Eu tenho falado isso pra alguma menina e ela ficou irritada, acho que é pela conotaçao sexual que falava QuemSouEu, cá na Argentina nao tem essa conotaçao ( ¿negativa? ), minha pergunta é se é um elogio para as meninas ou pelo contrário elas vao me olhar dum jeito estranho antes de dar me um tapa =) obrigado e me desculpem por meus possiveis erros


----------



## okporip

Sabinero07 said:


> Eu tenho falado isso pra alguma menina e ela ficou irritada, acho que é pela conotaçao sexual que falava QuemSouEu, cá na Argentina nao tem essa conotaçao ( ¿negativa? ), minha pergunta é se é um elogio para as meninas ou pelo contrário elas vao me olhar dum jeito estranho antes de dar me um tapa =) obrigado e me desculpem por meus possiveis erros



Sim, é um elogio, mas desses que devem ser guardados para a hora certa, isto é, para quando você estiver efetivamente desfrutando da gostosura da moça.
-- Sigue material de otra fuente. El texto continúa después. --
PR #3506, opened 2026-08-06
ci: bound device dispatch instead of serializing it

atassis:
## Problem

#3499 was mine, and it regressed the device job overall.

It moved device serialization out of a lit parallelism group and into
`run_on_npu.py`. For `test/npu-xrt` that was a loosening: its group was 1, so whole tests ran one at
a time including compile. Locking only the dispatch took `check-aie` from 285s to 224s, which was
the intent.

`programming_examples` had no such group. It ran at full lit width with concurrent dispatch, and the
same lock serialized it for the first time. Measured on the same runner (aie4), same suite set:

| suite | before #3499 | after |
|---|---|---|
| check-aie | 285s | 224s |
| reference-designs | 283s | **697s** |
| programming-guide | 13s | **41s** |
| ATB (already at group=1) | 337s | 337s |

Net **+384s (+42%)** per `aie2p-8col` job. ATB is the control: it was serialized before and after, and
did not move.

## Fix

Replace the exclusive `flock` with a counting semaphore of N lock files, probed non-blocking so a
free slot is taken immediately rather than queueing behind one chosen holder. npu2 gets 8, npu1
gets 1; `AIE_NPU_MAX_CONCURRENT_DISPATCH` overrides it, and 1 reproduces today's behaviour exactly.

The second commit adds the GET_INFO resume transient to the retry list; it is separate so it can be
reviewed or reverted on its own. The third holds npu1 at 1: it caps at 6 hardware contexts against
npu4's 16 and enables AIE2_PREEMPT only on npu4, and at 8 the aie2-4col leg lost 6 tests.

The fourth covers one test a slot cannot serve. `scratchpad_regwrite` reads back, in its second
dispatch, what the first left in a core tile's `params_buf`, and opening any other hardware context
clears that buffer -- the other context need not dispatch. A slot count bounds dispatch, so it
cannot express that. Add a gate file over the semaphore: slot holders take it shared,
`AIE_NPU_EXCLUSIVE_DEVICE=1` takes it exclusive, and that test opts in.

## Evidence

15 real device runs over 5 distinct designs, medians of 9 batches per width:

| N | wall | speedup | jobs | failures |
|---|---|---|---|---|
| 1 | 68.2s | 1.00x | 135 | 0 |
| 2 | 36.2s | 1.89x | 135 | 2 |
| 4 | 24.3s | 2.81x | 135 | 0 |
| **8** | **16.2s** | **4.21x** | 135 | 0 |
| 12 | 14.7s | 4.65x | 135 | 0 |

4 to 8 buys another 50%; 8 to 12 buys 10%. The bound itself is verified rather than assumed: peak
concurrency reconstructed from an enter/exit trace equals N at every width.

Scaling the measured N=8 penalty to reference-designs' ~121 device tests predicts it returns to
roughly 295s. The same model predicts a 432s penalty for N=1, against the 414s actually observed.

The gate, same box: `scratchpad_regwrite` driven through `run_on_npu.py` against three neighbours
churning hardware contexts through the same lock failed 14 of 15 runs as a slot holder, and 0 of 15
exclusive. The mechanism is isolated rather than inferred -- a neighbour that opens a context and
never dispatches is enough to clear the buffer, and a 3s idle gap with no neighbour is not.

## Scope

The two failures at N=2 are a driver race, not a lock problem: on runtime-PM resume the hardware
context restart looks up an already-freed CU BO, and the -EINVAL surfaces as GET_INFO. dmesg
confirms it, correlated to the second. It needs two clients plus an idle window, so it never fires
at N=1 and did not fire at N=8 or N=12 where the device stays busy. Filed separately against the
driver; the retry commit covers it here.

Two limits worth stating. All concurrency measurements are from one Strix box, not a CI runner. And
N=8 does not by itself reduce flake exposure relative to the unbounded state before #3499 -- the
retry is what covers that, not the bound.

With lit at 12 workers, 8 binds. On a runner configured with fewer workers it is an inert ceiling.

The gate inherits flock's fairness, so a steady stream of slot holders can delay an exclusive run.
One test opts in, at roughly 100ms against a 210-280s suite.


atassis:
The retry commit now has a live confirmation, from chasing the same transient down to its cause.

The GET_INFO/-22 abort is a runtime-PM resume race in amdxdna: on resume the driver restarts the hardware contexts, `aie2_config_cu()` re-resolves a userspace GEM handle that the client has already dropped, and the -EINVAL surfaces on whichever ioctl triggered the resume. Reported as amd/xdna-driver#1566, fix proposed as amd/xdna-driver#1567.

Running an unpatched build of that driver under this PR's wrapper, the signature hit twice in 300 two-client runs and **both recovered on the retry**, so the tests still passed:

```
terminate called after throwing an instance of 'xrt_core::system_error'
  what():  DRM_IOCTL_AMDXDNA_GET_INFO IOCTL failed (err=-22): Invalid argument
[run_on_npu.py] Device-enumeration failure on attempt 1/3.
[run_on_npu.py] Retrying in 3s.
...
PASS!
```

That is the intended behaviour for a transient that fails during context setup, before the design runs -- there is no output to compare, so it cannot mask a wrong result, and a deterministic failure still fails all three attempts.

Worth stating plainly: raising the dispatch bound is what makes this reachable at all, since the race needs at least two clients. At one client it cannot fire. So the two commits here belong together -- the second is the cost of the first, and it is bounded by the driver fix landing.

atassis:
https://www.githubstatus.com/incidents/qcvjkzcs7j74
😿

utils/run_on_npu.py
```diff
@@ -145,16 +160,26 @@ def run_command(command: list[str]) -> tuple[int, str]:
...
+#     same host also touches the device.
+# AIE_NPU_MAX_CONCURRENT_DISPATCH overrides the bound; 1 serializes dispatch.
+# AIE_NPU_NO_DEVICE_LOCK=1 opts out entirely, for tests that exercise concurrency.
+#
+# npu1 gets 1: the driver caps it at 6 hardware contexts against npu4's 16 and
+# enables frame-boundary preemption (AIE2_PREEMPT) only on npu4, so it cannot
+# time-share a whole-array design. At 8 the aie2-4col leg lost 6 tests -- five
+# aborted in CREATE_HWCTX/-ENOENT, and writebd_tokens returned all zeros instead
+# of failing. Anything between 1 and 8 is unmeasured there.
+DEFAULT_MAX_CONCURRENT_DISPATCH = {"npu1": 1, "npu2": 8}
```
hunhoffe, line 180: Do you think we could get npu1 up to 3 or so?

atassis: I am not quite sure how this would behave on npu1, that's why I set 1 only. I'ld rather merge it like this first and then test on a hardware (I have none locally)

atassis: Worth flagging why I'm cautious rather than just unsure: at 8 the failure wasn't clean. Five tests aborted in CREATE_HWCTX/-ENOENT, but writebd_tokens returned all zeros and passed. So a green run at 3 wouldn't tell us 3 is safe. CI is the only npu1 I can reach, so I'd want that experiment to check outputs, not exit codes.

hunhoffe: Makes sense with me to merge as-is and then maybe try bumping in a follow on!

hunhoffe (approved):

atassis:
I have made a fix for flaky CI, can we run it again?

hunhoffe (approved):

Até então, mesmo que você tenha essa ideia na cabeça, convém não comunicá-la.


----------



## Sabinero07

Muito obrigado *okporip*! Acho que sempre é melhor gostar que falar de gostar


----------



## okporip

Sabinero07 said:


> Muito obrigado *okporip*! Acho que sempre é melhor gostar que falar de gostar



Veja bem... o xis da questão é que "falar de gostar", neste caso, significa "falar de _gostar *de*_ (ver, apalpar, manusear, chupar, lamber etc.)". Você está falando das qualidades físicas da menina e da vontade que tem de conhecê-las "mais de perto", digamos assim. No momento em que as estiver, de fato, conhecendo mais de perto, pode ser que a menina tome a sua frase como um elogio. Antes disso (e por mais que ela seja gostosa e saiba disso), é bem provável que tome o comentário como uma grosseria. E aí, meu amigo, as chances de que você um dia venha a desfrutar de tamanha gostosura diminuirão bastante.


----------



## Qna

Creo que okporip lo dijo todo. Nomás para complementar: es como "qué buena que estás". Dicho en frío, enfría. Dicho en caliente, calienta.


----------